Workers stuck
d1slike opened this issue · comments
Context
- github.com/gocraft/work v0.5.1
- github.com/gomodule/redigo v1.8.4
- Several(5 - 6) workers in pods
- Max concurrency = 200
Expected behavior
- Workers proceed jobs. The jobs queue keeps around zero.
Corrent behavior
- All processes are alive but no one processes jobs.

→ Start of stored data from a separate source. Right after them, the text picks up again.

PR #144, opened 2018-04-10
Log asserts

VelocityRa:
Adds custom assert: `v3k_assert` which:
- Works on Release mode
- Reports assertion fails to logging system
- Optionally aborts like normal asserts, or not
- Above is decided at runtime. **The argument `-s` or `--strict` makes it exit on failed `assert`s**

Existing codebase is ported to use it.

So:
1) **It functions the same as it did by default, except now it logs failed asserts.**
2) If you want to enable exiting on failed assertions, pass the above arg before the `.vpk` path. Probably more useful for developers.

### DIFF
--- a/src/emulator/audio/src/audio.cpp
+++ b/src/emulator/audio/src/audio.cpp
@@ -19,15 +19,15 @@
 
 #include <audio/state.h>
 #include <util/log.h>
+#include <util/v3k_assert.h>
 
-#include <cassert>
 #include <cstring>
 
 static const int stream_put_granularity = 512;
 
 static void mix_out_port(uint8_t *stream, uint8_t *temp_buffer, int len, AudioOutPort &port, const ResumeAudioThread &resume_thread) {
     int available_to_get = SDL_AudioStreamAvailable(port.callback.stream.get());
-    assert(available_to_get >= 0);
+    v3k_assert(available_to_get >= 0);
 
     while (available_to_get < len) {
         std::unique_lock<std::mutex> lock(port.shared.mutex);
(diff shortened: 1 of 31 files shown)


VelocityRa:
Everyone else was ok with it...

>The way I see it, assert is to trap an invalid program state. Ideally, it halts the program, because the program is essentially guaranteed to crash immediately or soon after an assertion fails anyway.

Well good because it's not `assert`, it's our custom assert. We control it, we can do whatever we want with it. `assert` is indeed really bad and useless for anything more than a simple console application.

>Additionally, assert should never be compiled into Release builds, because an assert should never fail for end users.

We're working on an emulator. Things break, unexpectedly. I'm quite adamant that it should **absolutely** be compiled to Release buids so that we know when something is wrong. Like I said, this is an emulator. We won't be able to test every game ourselves, logs will often be the only thing we have to work with.

>I feel doubling down on assert is probably the wrong way to go. Any cases where assert is used to indicate something that's unimplemented should be replaced with LOG_WARN_IF or similar. Any case where assert is used instead of proper error checking, should be replaced with proper error checking.

1) we can't control everything can control with v3k_assert, it just logs and that's it. Also it **needs** a third argument, I couldn't figure out how to do it with either 2, or vararg of arguments. On the other hand I got `v3k_assert` to work with either just printing the condition and if fmt/varargs are specified, it prints those too, but it's OPTIONAL.
2) >proper error checking

Which is? Exceptions? I feel this would complicate things for no reason.

>I take responsibility for the overuse of assert in the codebase. I've been sloppy in the past, using asserts to take a note of functionality I partially implemented, or just to postpone doing proper error checking to another time.

There's so much stuff to work on that this is often needed and that's ok.

VelocityRa:
I don't understand what the problem is honestly, the current way it worked was horrible. Release buids crashed and we had no idea why because asserts were just invisible. This is the right way to go about this.

VelocityRa:
Unless you're willing to properly handle every `assert` in the codebase at once.

PR #153, opened 2018-04-16
 [gxm] Attrib location and set_uniform fixes. 

Rinnegatamante:
With this Flood It! works correctly.
What this PR does:

- Fixes some bad behaviours in set_uniform adding support for "float" uniforms.
- Fixes attrib location leak. Before we were using only glVertexAttribPointer with index 0,4,8,12,...; now we use 0,1,2,3,4... allowing us to use up to 16 vertex attributes like it should be.

This allows Flood It! to correctly work:
immagine
immagine


VelocityRa:
I had that `/ 4` hack locally as well, but I'm not sure if it's correct. IIRC you or PetMac had told me that it's wrong.

Rinnegatamante:
Welp the current code too is wrong, with it we won't be able to use more than 4 vertexattribs resulting in pratically every single commercial game not being playable probably.

PR #167, opened 2018-04-19
Implement sceKernelGetRandomNumber

bentokun:


src/emulator/modules/SceLibKernel/SceLibRng.cpp
```diff
@@ -15,10 +15,26 @@
...
+EXPORT(int, sceKernelGetRandomNumber, void *output, unsigned size) {
+    srand(time(nullptr));
+
+    if (size > 64) {
+        return -1;
+    }
+
+    int* int_output = reinterpret_cast<int*>(output);
+
+    for (unsigned int i = 0; i < size; i ++) {
```
mailwl: buffer overflow? size - maximum 64 bytes, but you use `size*sizeof(int)`

bentokun: I think it should be casted to char, working on it.

mailwl: you may drop for as well, just use std::generate, for example:
```
char* out = reinterpret_cast<chat*>(output);
std::generate(out , out  + size, std::rand);
```

VelocityRa: `RAND_MAX` can be 32767 though, and `std::rand` returns an int. Not sure if this would leave empty bytes? As I recommended on Discord, I'd do this the C++ way instead of using `rand()`

bentokun:
Reworking on this on a new branch using C++ random library.

mailwl:
heh, i tryed some time ago - it can't generate random chars (feature/bug in stl maybe?)

PR #176, opened 2018-04-25
Implemented sceGxmSetFrontDepthWriteEnable.

Rinnegatamante:


src/emulator/modules/SceGxm/SceGxm.cpp
```diff
@@ -1141,8 +1141,14 @@ EXPORT(int, sceGxmSetFrontDepthFunc) {
     return unimplemented("sceGxmSetFrontDepthFunc");
 }
 
-EXPORT(int, sceGxmSetFrontDepthWriteEnable) {
-    return unimplemented("sceGxmSetFrontDepthWriteEnable");
+EXPORT(void, sceGxmSetFrontDepthWriteEnable, SceGxmContext *context, SceGxmDepthWriteMode enable) {
+    if (!context->two_sided) {
+        glDepthMask(enable == SCE_GXM_DEPTH_WRITE_ENABLED ? GL_TRUE : GL_FALSE);
```
petmac: I would move this line out of the `if` since it's the same both times.

Then you can just warn if `context->two_sided` is set.

PR #179, opened 2018-04-26
Raising waiting threads when a thread returns.

Rinnegatamante:


VelocityRa:
@Rinnegatamante Merge?

Rinnegatamante:
This didn't solve the issue referred in the PR (before these commit, nxengine used to softlock at startup, with this, it softlocks as soon as you try to load Cave Story data).

Rinnegatamante:
Ready to review. It now fully fixes CaveStory regression.

src/emulator/kernel/src/thread/thread.cpp
```diff
@@ -105,6 +105,16 @@ SceUID create_thread(Ptr<const void> entry_point, KernelState &kernel, MemState
     return thid;
 }
 
+void raise_waiting_threads(ThreadState *thread) {
```
VelocityRa: Can you make this function available in `thread_functions.h`?

PR #196, opened 2018-04-29
Replaced unique_lock with lock_guard when possible.

Rinnegatamante:


VelocityRa:
To provide a reason, since I mentioned this on Discord:
`std::lock_guard` is a lighter version of `std::unique_lock`, it provides optional deferred locking and explicit unlocking and you can also transfer a lock to another.

We rarely need any of that, so `std::lock_guard` should be preferred.

PR #463, opened 2019-04-22
kernel/load_self: Add another check for when the segment shouldn't be loaded

xyzz:
As we only have up to 4 segments in the structure, don't attempt to place any more than that.


src/emulator/kernel/src/load_self.cpp
```diff
@@ -458,15 +458,19 @@ SceUID load_self(Ptr<const void> &entry_point, KernelState &kernel, MemState &me
...
+        // Skip non-loadable segments
         auto it = segment_reloc_info.find(segment_index);
-        if (it != segment_reloc_info.end())
-            segment.vaddr = it->second.addr;
-        else
-            segment.vaddr = 0;
+        if (it == segment_reloc_info.end())
+            continue;
 
+        if (segment_index >= 4) {
```
petmac: Is there a named constant we can use? If not, can we add one?

xyzz: Sure

PR #464, opened 2019-04-22
audio: Fix use after free in mix_out_port

xyzz:
`output` becomes invalidated after calling `pop()`


src/emulator/audio/src/audio.cpp
```diff
@@ -49,8 +49,9 @@ static void mix_out_port(uint8_t *stream, uint8_t *temp_buffer, int len, AudioOu
             output.buf += bytes_to_put;
             output.len_bytes -= bytes_to_put;
             if (output.len_bytes <= 0) {
+                SceUID thread = output.thread;
```
pent0:
```suggestion
                const SceUID thread = output.thread;
```

PR #465, opened 2019-04-22
Add .gitattributes file.

totlmstr:
Quick and simple commit.

This is mostly to ensure line endings when grabbing files for cross-compilation.

### DIFF
--- a/.gitattributes
+++ b/.gitattributes
@@ -1,0 +1,17 @@
+# Properly detect files as C++ on Github
+*.h			linguist-language=cpp
+*.inc			linguist-language=cpp
+*.frag			linguist-language=GLSL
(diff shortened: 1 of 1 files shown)


.gitattributes
```diff
@@ -0,0 +1,17 @@
+# Properly detect files as C++ on Github
+*.h			linguist-language=cpp
+*.inc			linguist-language=cpp
+*.frag			linguist-language=cpp
```
pent0:
```suggestion
*.frag			linguist-language=GLSL
```

totlmstr: Done. Also did so for `.vert` files.

pent0:
Won't hurt I guess.

PR #466, opened 2019-04-23
cpu: Don't map the NULL page into unicorn

xyzz:
This allows us to gracefully handle invalid memory access by a game
instead of crashing the whole thing.


xyzz:
While this fixes the (possibly the most common) NULL page issue, by allowing us to gracefully handle invalid memory access and not crash the whole emulator, the same issue is present if a game accesses any invalid pointer.

The proper way (IMO) to do it would be to change memory mapping code to only map memory into unicorn as it's mapped, instead of currently mapping the whole 4G address space. However, this is non trivial as there are multiple unicorns running and you need to update everybody's memory map as they aren't shared... For now, I believe this change still is beneficial for the case of debugging games that crash on null derefs.

petmac:
Thanks for this.

petmac:
I agree with your comments FYI, and you are correct about why we don’t currently only map as needed.

PR #468, opened 2019-04-25
Fix various warnings

pent0:
We should write code that produce less warnings.

### DIFF
--- a/src/emulator/app.cpp
+++ b/src/emulator/app.cpp
@@ -240,9 +240,9 @@ bool install_vpk(Ptr<const void> &entry_point, HostState &host, const std::wstri
     return true;
 }
 
-bool load_app_impl(Ptr<const void> &entry_point, HostState &host, const std::wstring &path, AppRunType run_type) {
+static bool load_app_impl(Ptr<const void> &entry_point, HostState &host, const std::wstring &path, AppRunType run_type) {
     if (path.empty())
-        return InvalidApplicationPath;
+        return false;
 
     if (run_type == AppRunType::Vpk) {
         if (!install_vpk(entry_point, host, path)) {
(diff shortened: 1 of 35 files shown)


src/emulator/renderer/src/texture.cpp
```diff
@@ -38,8 +38,8 @@ void configure_bound_texture(const SceGxmTexture &gxm_texture) {
     glTexParameteriv(GL_TEXTURE_2D, GL_TEXTURE_SWIZZLE_RGBA, swizzle);
 
     const GLenum internal_format = translate_internal_format(fmt);
-    const unsigned int width = gxm::get_width(&gxm_texture);
-    const unsigned int height = gxm::get_height(&gxm_texture);
+    const unsigned int width = static_cast<decltype(width)>(gxm::get_width(&gxm_texture));
```
VelocityRa:
```suggestion
    const auto width = static_cast<uint32_t>(gxm::get_width(&gxm_texture));
```
same in 3 cases below
better avoid `decltype` when we can

src/emulator/app.cpp
```diff
@@ -370,7 +370,9 @@ ExitCode run_app(HostState &host, Ptr<const void> &entry_point) {
         ::call_import(host, cpu, nid, main_thread_id);
     };
 
-    const SceUID main_thread_id = create_thread(entry_point, host.kernel, host.mem, host.io.title_id.c_str(), SCE_KERNEL_DEFAULT_PRIORITY_USER, SCE_KERNEL_STACK_SIZE_USER_MAIN, call_import, false);
+    const SceUID main_thread_id = create_thread(entry_point, host.kernel, host.mem, host.io.title_id.c_str(), SCE_KERNEL_DEFAULT_PRIORITY_USER, static_cast<int>(SCE_KERNEL_STACK_SIZE_USER_MAIN),
+        call_import, false);
```
VelocityRa: weird line break, did you run clang-format?

src/emulator/screen_render.cpp
```diff
@@ -84,7 +84,8 @@ void gl_screen_renderer::render(const HostState &host) {
 
     glClear(GL_COLOR_BUFFER_BIT | GL_DEPTH_BUFFER_BIT);
 
-    glViewport(host.viewport_pos.x, host.viewport_pos.y, host.viewport_size.x, host.viewport_size.y);
+    glViewport(static_cast<gl::GLint>(host.viewport_pos.x), static_cast<gl::GLint>(host.viewport_pos.y), static_cast<gl::GLsizei>(host.viewport_size.x), 
+        static_cast<gl::GLsizei>(host.viewport_size.y));
```
VelocityRa: ditto

src/emulator/app.cpp
pent0: Run now.

PR #473, opened 2019-05-03
main: Refactor working paths with a new Root class using Boost.Filesystem.

totlmstr:
In the current code, there are three different locations where the program gets the current working path.

* [spdlog initialization](https://github.com/Vita3K/Vita3K/blob/2a45507596910d63b4c5a125647f3a8209243274/src/emulator/util/src/util.cpp#L37)
*  [SDL initialization](https://github.com/Vita3K/Vita3K/blob/2a45507596910d63b4c5a125647f3a8209243274/src/emulator/init.cpp#L104)
* [and one when creating a new sink for spdlog](https://github.com/Vita3K/Vita3K/blob/2a45507596910d63b4c5a125647f3a8209243274/src/emulator/app.cpp#L267)

In a worst-case scenario, all three could be different, and the logs and the program would be in different places.

This code refactors the entire sequence of events to [which is recommended by SDL](https://github.com/Vita3K/Vita3K/blob/2a45507596910d63b4c5a125647f3a8209243274/src/external/sdl/windows/include/SDL_filesystem.h#L41): initialize the paths at the start. This also has the side benefit of testing Boost, SDL, and spdlog all in one. On the other hand, this bumps the *entire* repo's `CMAKE_CXX_STANDARD` to C++17.


src/emulator/app.cpp
```diff
@@ -265,28 +262,11 @@ static bool load_app_impl(Ptr<const void> &entry_point, HostState &host, const s
...
-            }
-#else
-            logging::add_sink(string_utils::utf_to_wide(log_name));
-#endif
-        } catch (const spdlog::spdlog_ex &ex) {
-            std::cerr << "File log initialization failed: " << ex.what() << std::endl;
-        }
+        const fs::path log_directory{ host.base_path + "/logs" };
+        fs::create_directory(log_directory);
+        const auto log_name{ log_directory / (host.game_title + " - [" + host.io.title_id + "].log") };
```
IllusionMan1212: you need to sanitize `host.game_title` with `string_utils::remove_special_chars` for the logging to work correctly

totlmstr: Done.

I initially assumed that Boost.Filesystem removes all the special characters from the filename but it [doesn't apparently remove all of the ones mentioned in `remove_special_chars`](https://www.boost.org/doc/libs/1_70_0/libs/filesystem/doc/reference.html#Operating-system-examples) from my searching.

totlmstr:
I feel as if I should have put in a needs testing line somewhere.

In future commits, this line will be added. *doh*

VelocityRa:
Or you can interactive rebase (`git rebase -i`) and rename them @totlmstr.

totlmstr:
Just did an interactive rebase as suggested by @VelocityRa, since it was pretty simple to do. @pent0

src/emulator/init.cpp
```diff
@@ -118,11 +105,11 @@ bool init(HostState &state, Config cfg) {
     if (state.cfg.wait_for_debugger) {
         state.kernel.wait_for_debugger = state.cfg.wait_for_debugger.value();
     }
-    state.base_path = base_path.get();
+    state.base_path = root_paths.get_base_path_string();
 
     // If configuration already provides preference path
-    if (state.cfg.pref_path.empty()) {
-        state.pref_path = pref_path.get();
+    if (!state.cfg.pref_path.empty()) {
```
Zangetsu38: wrong here, remove "!", like that your remplace value inside pref_path if user use external folder.

totlmstr: Done. That was an spot-check failure on my part. *doh*

VelocityRa:
This will be merged soon, fyi @petmac this will have conflicts with your refactoring.

totlmstr:
Just to leave a few notes, since the last commit of the refactoring is rather large:

* in `config.cpp`, several lines had to be rearranged in order to capture the command line. Specifically, `lle-modules` had to be pushed down

* This also adds in a few flags so that now a `config.yml` (or whatever name is given)  can now be loaded to Vita3K

Some additional work was done in `io` for safety reasons since Boost.Filesystem is sensitive to paths that don't exist.

src/emulator/gui/src/settings_dialog.cpp
```diff
@@ -70,10 +94,21 @@ void draw_settings_dialog(HostState &host) {
             ImGui::SetTooltip("Uncheck the box to disable texture cache.");
         ImGui::Spacing();
         ImGui::PushItemWidth(400);
-        ImGui::InputTextWithHint("Set emulated system storage folder \n(Reboot after change for apply)", "Write your path folder here", &host.cfg.pref_path);
+        ImGui::InputTextWithHint("Set emulated system storage folder.", "Write your path folder here", &host.cfg.pref_path);
```
pent0: Redo your changes here

totlmstr: Made it a tooltip for the Apply button instead.

And, since it was bugging me, moved some of the other long lines to tooltips as well.

PR #476, opened 2019-05-11
Gui/settings: fix initialize value for news config.

Zangetsu38:
fix issue with get wrong default value on news config file created.

### DIFF
--- a/src/emulator/config.cpp
+++ b/src/emulator/config.cpp
@@ -143,7 +143,7 @@ static bool deserialize(Config &cfg) {
     get_yaml_value(config_node, "sys-button", &cfg.sys_button, static_cast<int>(SCE_SYSTEM_PARAM_ENTER_BUTTON_CROSS));
     get_yaml_value(config_node, "sys-lang", &cfg.sys_lang, static_cast<int>(SCE_SYSTEM_PARAM_LANG_ENGLISH_US));
     get_yaml_value(config_node, "background-image", &cfg.background_image, std::string{});
-    get_yaml_value(config_node, "background-alpha", &cfg.background_alpha, 0.000f);
+    get_yaml_value(config_node, "background-alpha", &cfg.background_alpha, 0.300f);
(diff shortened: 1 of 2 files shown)


src/emulator/host/include/host/config.h
```diff
@@ -40,11 +40,11 @@ struct Config {
...
-    std::string pref_path;
+    std::string pref_path = {};
     bool archive_log = false;
     bool texture_cache = true;
     optional<bool> wait_for_debugger;
-    std::string background_image;
-    float background_alpha;
-    int icon_size;
+    std::string background_image = {};
+    float background_alpha = 0.000f;
```
pent0: Set default alpha to something that people can see (in mid of not visible and totally visible, 0.5f or 129.0f? I'm not sure)

src/emulator/config.cpp
```diff
@@ -182,12 +182,16 @@ InitResult init(Config &cfg, int argc, char **argv) {
         po::options_description config_desc("Configuration");
         config_desc.add_options()
             ("archive-log,A", po::bool_switch(&cfg.archive_log), "Makes a duplicate of the log file with TITLE_ID and Game ID as title")
+            ("background-alpha,a", po::value(&cfg.background_alpha), "Background Alpha")
```
pent0: I don't think people will specifiy these stuffs in command line, also they doesn't have debug value. Delete those changes (except log_uniforms).

src/emulator/host/include/host/config.h
Zangetsu38: value is already set by default on 0.000f, and this value is for full transparency, but yes, you have right, for game i recommande 0.300 for see game title correctly

pent0: Yeah

src/emulator/config.cpp
Zangetsu38: oki, i have delete

src/emulator/host/include/host/config.h
Zangetsu38: fixed so

PR #485, opened 2019-05-21
shader/translator: Correct num field length of components in vbw

pent0:


pent0:
Need more investigation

- The job queue starts growing
- There is no case when workers start processing again
- It can be fixed by flushing redis db
- value of current lock at this moment is much greater than max concurrency (workers:jobs:process:lock = 20519 > 200)
How to reproduce
- Prepare a small app
package main
import (
"fmt"
"log"
"os"
"os/signal"
"time"
"github.com/gocraft/work"
"github.com/gomodule/redigo/redis"
)
var redisPool = &redis.Pool{
MaxActive: 5,
MaxIdle: 5,
Wait: true,
Dial: func() (redis.Conn, error) {
return redis.Dial("tcp", ":6379", redis.DialDatabase(3))
},
}
const (
namespace = "qwe"
jobname = "asd"
concurrency = 10
)
var enqueuer = work.NewEnqueuer(namespace, redisPool)
type ctx struct {
}
func (*ctx) do(_ *work.Job) error {
fmt.Println("i'm alive", time.Now())
time.Sleep(time.Millisecond * 5)
_, err := enqueuer.Enqueue(jobname, nil)
return err
}
func main() {
for i := 0; i < concurrency * 2; i++ {
_, err := enqueuer.Enqueue(jobname, nil)
if err != nil {
log.Fatal(err)
}
}
work.
NewWorkerPool(ctx{}, concurrency, namespace, redisPool).
JobWithOptions(jobname, work.JobOptions{MaxConcurrency: 200}, (*ctx).do).
Start()
signalChan := make(chan os.Signal, 1)
signal.Notify(signalChan, os.Interrupt, os.Kill)
<-signalChan
}
go mod vendor
- apply the following diff (allow us not to wait long for a race between dead pool reaper and an alive pool)
diff --git a/vendor/github.com/gocraft/work/dead_pool_reaper.go b/vendor/github.com/gocraft/work/dead_pool_reaper.go
index e930521e..4e1d4534 100644
--- a/vendor/github.com/gocraft/work/dead_pool_reaper.go
+++ b/vendor/github.com/gocraft/work/dead_pool_reaper.go
@@ -10,9 +10,9 @@ import (
)
const (
- deadTime = 10 * time.Second // 2 x heartbeat
- reapPeriod = 10 * time.Minute
- reapJitterSecs = 30
+ deadTime = 1 * time.Second // 2 x heartbeat
+ reapPeriod = 1 * time.Second
+ reapJitterSecs = 1
requeueKeysPerJob = 4
)
- run two or more instances of the program simultaneously
- in some time both workers will stop working
- check the lock value via redis-cli (
get qwe:jobs:asd:lock
)
Detailed description
Reapers
- There is a reaper goroutine that checks heartbeats if workers are alive every 30 seconds.
- if the heartbeat for a pool id found and not expired, go to the next pool id
- if the heartbeat is expired for the pool id id jobs from the pool in-progress moved to the queue
- after heartbeat removing or if no heartbeat found, the pool id is removed from worker_pools
- lock is adjusted by the number from lock_info for the pool id and it's removed from there and if lock is less than zero, the lock is set to zero
The problem
Here is a race condition
- race - two reapers for a different dead pool ids
- crutch - set lock to zero if it's negative after adjusting by lock_info
- the first reaper sets lock to -N
- the second one - to -N - M
- the first reaper adjust lock to -M (by subtracting -N) and as lock is negative set it to 0
- the second reaper adjust lock to M
Possible Solution
Hi, This is very well reported. Thanks a lot.
Am facing the similar issue as well.
I can see your PR was also not merged. Did you found any other workarounds to solve this?